Seeds are the primary food of Pyrrhuloxia, but insects are also eaten. Sunflower seeds are frequently offered at feeders, but they prefer to be strewn on the ground.
9. Rose-breasted Grosbeak
Males of Rose-breasted Grosbeaks are black-and-white birds with crimson chests, white bellies, and crimson heads. Their wings have a crimson tint to them as well.
Brown with considerable streaking and a flash of yellow beneath the wings, female Rose-breasted Grosbeaks and immature males are brown.
- Pheucticus ludovicianus
- Length: 7.1-8.3 in (18-21 cm)
- Weight: 1.4-1.7 oz (39-49 g)
- Wingspan: 11.4-13.0 in (29-33 cm)
Northern US states, the Midwest, and southern and central Canada are home to Rose-breasted Grosbeaks. In the southern United States, they may be seen during migration. Winter is spent in the countries of Mexico, Central America, and the Caribbean.

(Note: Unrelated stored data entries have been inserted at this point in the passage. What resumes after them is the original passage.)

PR #402, opened 2020-12-14
Improve support for unclamped knots (fix #10 and fix #350)

### LINKED ISSUE #10: hierarchical b-spline refinement doesn't work with uniform knotvectors?
Hello everybody,

I would like to use the hierarchical b-spline structure of Gismo. But i got the following issue:
I defined a 2D Domain using uniform knotvectors with multiplicity = 1 at the two end knots:

`  real_t a = -0.5;                   // starting knot`
`real_t b = 1.5;                   // ending knot`
   ` unsigned interior = 7;     // number of interior knots`
    `int      degree = 2;`
    `unsigned mult = 1;  // multiplicity at the two end knots`
   ` gsKnotVector<> kv(a,b,interior, mult);`
    `kv.set_degree(degree);`

Then i got the following knotvector:
`[ -0.5 -0.25 0 0.25 0.5 0.75 1 1.25 1.5 ]`

Now i create the hierarchical b-spline structure :
`gsTensorBSplineBasis<2,real_t> tens( kv, kv);`
`gsHBSplineBasis<2,real_t> hb(tens);`

and try to refine the square [0, 0]×[0.5, 0.5]
    `std::vector<unsigned> box;`
    `box.push_back( 1 );`
   ` box.push_back( 0 );`
    `box.push_back( 0 );`
    `box.push_back( 4 );`
    `box.push_back( 4 );`
   `hb.refineElements(box);`

After exporting to a paraview file. 
`gsWriteParaview(hb, "test_hb_refined" );`

The region which was refined ist [0, 0] x [0.25, 0.25] and not [0, 0]×[0.5, 0.5]. Did i use the wrong indices for the box of refined region or the "refineElements" function only works with knotvectors with multiplicity = degree + 1 at the endknots?

Many thanks in advance!
skyforcen73

### LINKED ISSUE #350: Function refineElements does not work for gsTHBSplineBasis without clamped knots.
The following code should construct a THB-spline basis without clamped knots and refine it.

```cpp
#include <gismo.h>

using namespace gismo;

int main()
{
    // Knot vector for a quadratic basis without clamped knots.
    gsKnotVector<real_t> kv(-0.5,1.5,7,1);
    kv.set_degree(2);

    gsTensorBSplineBasis<2, real_t> ten(kv, kv);
    gsTHBSplineBasis<2> thb(ten);

    std::vector<index_t> box;
    box.push_back( 1 );
    box.push_back( 0 );
    box.push_back( 0 );
    box.push_back( 8 );
    box.push_back( 8 );
    thb.refineElements(box);

    gsInfo << thb << std::endl;

    return 0;
}
```
However, it does not go through:
```
terminate called after throwing an instance of 'std::logic_error'
  what():  GISMO_ASSERT `i>=0 && i<m_size` 
/home/cpfscae07/disk00100/disk00101/ya10813/gismo/external/Eigen/src/SparseCore/SparseVector.h, line 127 (coeffRef)
Aborted
```

After quite some chase throught the source code I was able to pinpoint the cause of the behaviour to the lines 783 and 784 in gsKnotVector.hpp.
```cpp
    if (0!=l) trimLeft (l);
    if (0!=r) trimRight(r);
```
These two cause the level 1 knot vector of to be
```
[ -0.25 -0.1875 -0.125 -0.0625 0 ... 1 1.0625 1.125 1.1875 1.25 ] (deg=2, size=25, minSpan=0.0625, maxSpan=0.0625)
```
instead of
```
[ -0.5 -0.4375 -0.375 -0.3125 -0.25 ... 1.25 1.3125 1.375 1.4375 1.5 ] (deg=2, size=33, minSpan=0.0625, maxSpan=0.0625)
```
that I would expect. That is, the _domain_ of the knot vector (the interval between the (`deg+1`)-st from the beginning and `(deg+1)`-st knot from the end) remains the same but the _first_ and _last_ knots shrink closer to each other.

Uncommenting these two lines not only alleviated the problem but it also solved issue #10 (which is how I got to this problem in the first place).

What shall we do? My suggestion would be to get rid of those two lines but I suppose they are there for a reason.

filiatra:
The idea is to number the unique left ghost knots in a knot vector with negative integers.


osmihran:
Hi! Thanks, I will have a look at it in the coming days.

src/gsHSplines/gsHDomainBoundaryIterator.h
```diff
@@ -208,22 +208,22 @@ class gsHDomainBoundaryIterator: public gsDomainIterator<T>
             {
                 if ( par )
                 {
-                    m_breaks[dim].push_back(kv.uValue(end-1));
-                    m_breaks[dim].push_back(kv.uValue(end  ));
+                    m_breaks[dim].push_back( kv(end-1) );
+                    m_breaks[dim].push_back( kv(end  ) );
 
                     //  = knotValues.begin() + end -1;
```
osmihran, line 214: Can we remove these comments? Also, there is another one a few lines up.

src/gsHSplines/gsHDomainBoundaryIterator.h
```diff
@@ -208,22 +208,22 @@ class gsHDomainBoundaryIterator: public gsDomainIterator<T>
             {
```
osmihran, line 208: I haven't found any place, where updateLeaf() is called. How do we know it is correct?

src/gsHSplines/gsTHBSplineBasis.hpp
```diff
@@ -53,24 +53,25 @@ void gsTHBSplineBasis<d,T>::representBasis()
...
     {
-        unsigned level = this->levelOf(j);
+        index_t level = this->levelOf(j);
         index_t tensor_index = this->flatTensorIndexOf(j, level);
 
         // element indices
-        gsMatrix<index_t, d, 2> element_ind(d, 2);
         this->m_bases[level]->elementSupport_into(tensor_index, element_ind);
 
         // I tried with block, I can not trick the compiler to use references
```
osmihran, line 66: Is this comment still relevant?

src/gsHSplines/gsHDomainBoundaryIterator.h
osmihran, line 206: I haven't found any place where updateLeaf() is called. How do we know if it's correct or not?

src/gsHSplines/gsHDomainBoundaryIterator.h
osmihran: Can we remove these comments? And maybe the one on line 204 as well?

src/gsHSplines/gsHDomainBoundaryIterator.h
```diff
@@ -208,22 +208,22 @@ class gsHDomainBoundaryIterator: public gsDomainIterator<T>
...
+                    m_breaks[dim].push_back( kv(end  ) );
 
                     //  = knotValues.begin() + end -1;
                     //  = knotValues.begin() + end   ;
                 }
                 else
                 {
-                    m_breaks[dim].push_back(kv.uValue(start));
-                    m_breaks[dim].push_back(kv.uValue(start+1));
+                    m_breaks[dim].push_back( kv(start)   );
```
osmihran, line 214: It seems that you have replaced "kv.uValue" with "kv". I don't see yet, why that's the correct thing to do.

src/gsHSplines/gsTHBSplineBasis.hpp
```diff
@@ -1470,11 +1469,11 @@ void gsTHBSplineBasis<d, T>::findNewAABB(const std::vector< std::vector<T> >& po
     aabb.resize(4);
     for (unsigned i = 0; i != kv0.uSize(); i++)
     {
-        if (kv0.uValue(i) <= minX)
```
osmihran, line 1473: Again, I don't see yet, why this is the right thing to do.

src/gsHSplines/gsHDomainIterator.h
```diff
@@ -164,7 +164,7 @@ class gsHDomainIterator: public gsDomainIterator<T>
 
             m_breaks[dim].clear();
             for (unsigned index = start; index <= end; ++index)
-                m_breaks[dim].push_back(kv.uValue(index));
```
osmihran, line 167: Again, I don't see yet, why this is the right thing to do.

src/gsNurbs/gsKnotIterator.h
```diff
@@ -77,15 +78,14 @@ class gsUKnotIterator
        Optionally the iteration starts from from the knot with unique
        index (i.e. without repetitions) equal to \a upos
      */
-    explicit gsUKnotIterator(knotVector & KV, const mult_t upos = 0)
-    : m_mlt ( KV.multSumData() ),
-      m_raw ( KV.data()        ),
-      m_upos( upos             )
+    explicit gsUKnotIterator(knotVector & KV, const mult_t upos = 0, const index_t s = 0)
```
osmihran, line 84: The meaning of "s" should be mentioned in the doxygen documentation.

src/gsNurbs/gsKnotIterator.h
```diff
@@ -259,7 +259,14 @@ class gsUKnotIterator
        \brief Returns the index counted without repetitions (i.e. the
        unique index) of the current knot
      */
-    mult_t uIndex() const {return m_upos;}
+    mult_t uIndex() const {return m_upos-m_sh;}
+
+    /**
+       \brief Returns the number of knots counted without repetitions
+       thet are on the left of the current knot (differs from uIndex
```
osmihran: "thet" -> "that"
And maybe a full stop at the end?

src/gsNurbs/gsKnotIterator.h
```diff
@@ -360,13 +367,13 @@ class gsKnotIterator
        Optionally the iteration starts from from the first appearance
        of the knot with unique index (i.e. without repetitions) equal to \a upos
     */
```
osmihran, line 375: Again, "s" should be explained in the doxygen comment.

src/gsNurbs/gsKnotIterator.h
```diff
@@ -456,14 +463,26 @@ class gsKnotIterator
...
         GISMO_ENSURE(m_pos+a>=0 && m_pos+a+1 < m_dbg, "Invalid access to non-existent knot.");
 #       endif
         return m_uit.m_raw[m_pos+a];
     }
 
+    /**
+       \brief Returns the value of the knot which is \a a positions
+       after the current knot (counted without repetitions).
+    */
+    reference operator() (ptrdiff_t a) const
```
osmihran, line 484: Nice!

src/gsNurbs/gsKnotIterator.h
```diff
@@ -586,7 +605,14 @@ class gsKnotIterator
        \brief Returns the index counted without repetitions (i.e. the
        unique index) of the current knot
      */
-    mult_t uIndex() const {return m_uit.m_upos;}
+    mult_t uIndex() const {return m_uit.uIndex();}
```
osmihran, line 614: Why?

src/gsNurbs/gsKnotIterator.h
```diff
@@ -586,7 +605,14 @@ class gsKnotIterator
...
+
+    /**
+       \brief Returns the number of knots counted without repetitions
+       thet are on the left of the current knot (differs from uIndex
```
osmihran: "thet" -> "that"

src/gsNurbs/gsKnotVector.h
```diff
@@ -239,13 +239,23 @@ class gsKnotVector : public gsDomain<T>
...
     }
 
+    /// Provides the knot with unique index \a i
+    const T& operator()(const mult_t i) const
+    {
+        return *( this->ubegin()+(numLeftGhosts()+i) );
+    }
+
+    /// Provides the knot with unique index \a i
+    inline T  uValue(const size_t & i) const
```
osmihran, line 256: Is this a simpler implementation of "uValue" or does it return different values than the old one?

src/gsNurbs/gsKnotVector.h
```diff
@@ -370,6 +380,22 @@ class gsKnotVector : public gsDomain<T>
     /// Removes the right-most \a numKnots from the knot-vector
     void trimRight(const mult_t numKnots);
 
+    /// Computes the number of left ghosts, i.e., of the knots to the
+    /// left of the domain beginnning.
```
osmihran: Too many "n" (-;

src/gsNurbs/gsKnotVector.hpp
```diff
@@ -302,7 +304,7 @@ void gsKnotVector<T>::insert( T knot, mult_t mult )
     const mult_t fa = uit.firstAppearance();
 
     // update multiplicity sums
-    nonConstMultIterator upos = m_multSum.begin() + uit.uIndex();
+    nonConstMultIterator upos = m_multSum.begin() + uit.uCardinalIndex();
```
osmihran, line 307: Why?

src/gsNurbs/gsKnotVector.hpp
```diff
@@ -632,7 +634,7 @@ void gsKnotVector<T>::initUniform( T first,
 
     const T h = (last-first) / (interior+1);
 
-    for(unsigned i = m_deg - mult_ends + 1, j=0; i!= 0; --i, ++j)
```
osmihran, line 635: Was this a bug? If yes, shouldn't we make a unit test to prevent it from returning?

src/gsNurbs/gsKnotVector.hpp
```diff
@@ -632,7 +634,7 @@ void gsKnotVector<T>::initUniform( T first,
...
+    for(unsigned i = m_deg - mult_ends + 1, j=1; i!= 0; --i, ++j)
```
osmihran, line 637: Why "unsigned" and not "mult_t" or "index_t"?

src/gsNurbs/gsKnotVector.hpp
```diff
@@ -695,7 +697,7 @@ typename gsKnotVector<T>::uiterator
 gsKnotVector<T>::uFind( const T u ) const
 {
     GISMO_ASSERT(size()>1,"Not enough knots."); // todo: check() --> size() > 2*m_deg+1
-    GISMO_ASSERT(inDomain(u), "Point outside active area of the knot vector");
+    GISMO_ASSERT(inDomain(u), "Point "<<u<<" outside active area of the knot vector");
```
osmihran: Nice!
I would also vote for spaces between "<<" and "u".

src/gsNurbs/gsKnotVector.hpp
```diff
@@ -991,13 +993,11 @@ template< typename T>
 void gsKnotVector<T>::supportIndex_into(const mult_t& i,
```
osmihran, line 993: Is this "only" a smarter implementation or does it change the results?

If the latter, we should change the documentation. Also, it is used in gsSmoothPatches in unsupported. Aren't we breaking it?

src/gsNurbs/gsTensorBSplineBasis.h
```diff
@@ -371,8 +371,10 @@ class gsTensorBSplineBasis : public gsTensorBasis<d,T>
 
         for (short_t dim = 0; dim < d; ++dim)
         {
-            Self_t::component(dim).knots().supportIndex_into(ti[dim], tmp_vec);
-            result.row(dim) = tmp_vec.row(0);
+            const gsKnotVector<T> & kv = Self_t::component(dim).knots();
+            kv.supportIndex_into(ti[dim], tmp_vec);
+            result.row(dim).noalias() =
+                tmp_vec.cwiseMax(0).cwiseMin(kv.numElements());
```
osmihran, line 377: The reason for the cwise trick is that supportIndex_into can now (due to the handling of ghosts) sometimes return things below zero?

unittests/gsKnotVectors_test.cpp
```diff
@@ -260,12 +260,24 @@ SUITE(gsKnotVectors_test_2)
...
-            CHECK( KV.uFind(0.50).uIndex() == 4 );
-            CHECK( KV.uFind(0.55).uIndex() == 4 );
-            CHECK( KV.uFind(0.99).uIndex() == 5 );
-            CHECK( KV.uFind(1.00).uIndex() == 5 );
+            CHECK( KV.numLeftGhosts() == 1 );
+            CHECK( KV[0] == KV(-1) ); // unique indices of left ghosts are negative
+            CHECK( KV[1] == KV(0)  );
+            CHECK( KV[10] == KV(7) );
+
+            CHECK( KV.uFind(0.00).uIndex() == 0 );
```
osmihran, line 288: So what was called "uIndex" is now called "uCardinalIndex"? How do we know we haven't broken any of the approx. 85 invocations?
Honestly, I am not very happy about such renaming of functions. Is the new naming more logical?

osmihran (commented):
First, let me thank you for pushing it, you did a lot of good work.

I have left a few pedantic comments, can we talk about them before merging?

Also, where do all the spaces at the line ends come from? (=

src/gsHSplines/gsHDomainBoundaryIterator.h
filiatra: yes these comments can be removed

src/gsHSplines/gsHDomainBoundaryIterator.h
filiatra: I added a new operator  kv(index) that does the same thing as uValue.
There is no difference between the two, so I start using here the operator instead.

src/gsHSplines/gsHDomainIterator.h
filiatra: kv(index) returns the (signed) unique index, same as uValue.
Note that ghost knots have unique index < 0.

src/gsHSplines/gsTHBSplineBasis.hpp
filiatra: I think it is, we could change this to a column reference to avoid the extra copy, but it is not a big thing

src/gsHSplines/gsTHBSplineBasis.hpp
filiatra: Just renaming the function.

src/gsNurbs/gsKnotIterator.h
filiatra: The unique index is provided by the gsUKnotIterator.
Here we call the dedicated function instead of accessing the internals of gsUKnotIterator.
In practice: the gsUKnotIterator applies a possible shift for the case of ghost knots.

src/gsNurbs/gsKnotVector.h
filiatra: The uValue and the () operator are the same thing.
The implementation is updated to account for ghost knots. If there are no ghost knots it returns the same values as before.
If there are ghost knots, the implementation is changed: ghosts are assigned negative indices, so for negative i we get the corresponding ghost knot.

src/gsNurbs/gsKnotVector.hpp
filiatra: The cardinal index is the index of the knot in the vector without multiplicitities. If we have ghost knots, the unique index differs from the cardinal index (the cardinal index always starts from 0 for the leftmost knot).
Here we need a cardinal index and not the unique index.
Note that cardinal=unique index if there are not ghost knots.

src/gsNurbs/gsKnotVector.hpp
filiatra: Yes this was a bug (for non-open knot vectors). We could add more tests for non-open knot vectors, you are welcome to start!

src/gsNurbs/gsKnotVector.hpp
filiatra: It matches the type of the arguments (eg. interior). Could be changed but one should also change the arguments as well. Works fine for now..

src/gsNurbs/gsKnotVector.hpp
filiatra: For open knot vectors no change.
For vectors with ghost knots, they get negative indices, so we get different results.
The doc is OK, actually to keep the function doing the same thing I extended it to non-open knot vectors (which have knots with negative unique indices).

gsSmoothPatches in unsupported is assuming and using open knot vectors, so no change in this respect.

src/gsNurbs/gsTensorBSplineBasis.h
filiatra: Yes, exactly.

unittests/gsKnotVectors_test.cpp
filiatra: No uIndex is not called uCardinalIndex.
In case of open knot vectors uIndex coincides with uCardinalIndex.
In this test (and in most invocations) there was an assumption that the cardinalindex and the unique index coincide always. Now the implementation is extended so I added separate tests for uIndex and uCardinalIndex. The new naming (but no renaming here!) is inteded to be logical... Is it?

filiatra:
> First, let me thank you for pushing it, you did a lot of good work.

thnx have a look at the updates

> I have left a few pedantic comments, can we talk about them before merging?

See my replies inline!

> Also, where do all the spaces at the line ends come from? (=

I do not see them.. which file/line you mean?

src/gsHSplines/gsHDomainBoundaryIterator.h
filiatra: It is used in many places inside the class.

osmihran: My bad, I must have been looking at a wrong place.

src/gsNurbs/gsKnotVector.hpp
osmihran:
```suggestion
    GISMO_ASSERT(inDomain(u), "Point "<< u <<" outside active area of the knot vector");
```

src/gsHSplines/gsHDomainBoundaryIterator.h
osmihran: Done in commit feb7657710908cd365f20c56a7c92dc758921f8d

src/gsNurbs/gsKnotVector.hpp
osmihran: I added at least one in e007f515a28da992779cb8a8625cf7395644faaf. Please, review!

osmihran (approved):
If you are happy with the new unittest that I have added (and all CI tests pass), we are done, I think!

osmihran:
> > Also, where do all the spaces at the line ends come from? (=
> 
> I do not see them.. which file/line you mean?

There was quite a lot of empty spaces on the ends of lines that you have (rightly) removed. No clue, how they got there; they might be artifacts of encoding or whatever. (-;

filiatra:
> If you are happy with the new unittest that I have added (and all CI tests pass), we are done, I think!

Looks good!
OK then I will merge it hopefully this year :)

osmihran:
> > If you are happy with the new unittest that I have added (and all CI tests pass), we are done, I think!
> 
> Looks good!
> OK then I will merge it hopefully this year :)

I knew it was worth reviewing today! ^^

Rose-breasted Grosbeaks may be found in a variety of settings, including woodlands, fairly open regions, parks, and backyards. Throughout the summer, they consume mostly insects, berries while migrating, and a combination of insects, seeds, and grains.
Rose-breasted Grosbeaks Song:
From twigs, grass, straw, and other plant matter, Rose-breasted Grosbeak nests take up to nine days to develop. The young spend another ten days outside the nest after laying up to five eggs that take two weeks to hatch.
Attract Rose-breasted Grosbeaks Sunflower seeds and peanuts are perfect for bringing to your garden.
Fun fact: Rather than the bright red patch, Rose-breasted Grosbeaks attack rivals’ white areas.
10. American Robin
On lawns, American Robins are common sights eating earthworms. They have red or orange breasts and black heads and backs. During the winter, they prefer to roost in trees, so you’ll most likely see them in your yard around spring.
- Turdus migratorius
- Length: 7.9-11.0 in (20-28 cm)
- Weight: 2.7-3.0 oz (77-85 g)
- Wingspan: 12.2-15.8 in (31-40 cm)
The lower 48 states and Western Canada’s and Alaska’s coast are home to American Robins. Those that breed in Canada and inland Alaska go south for the winter, migrating to the south.
From woodlands, forests, and mountains to fields, parks, and lawns, American Robins may be found in a variety of ecosystems. Earthworms, insects, snails, and fruit are among the things they eat.
American Robin Song:
American Robin Call:
Sunflower seeds, suet, peanut hearts, fruit, and mealworms are all great ways to attract American Robins to your yard. Best is to scatter food on the ground with platform feeders. In addition, consider planting berries-producing native plants such as juniper, sumac, Hawthorn, and dogwood.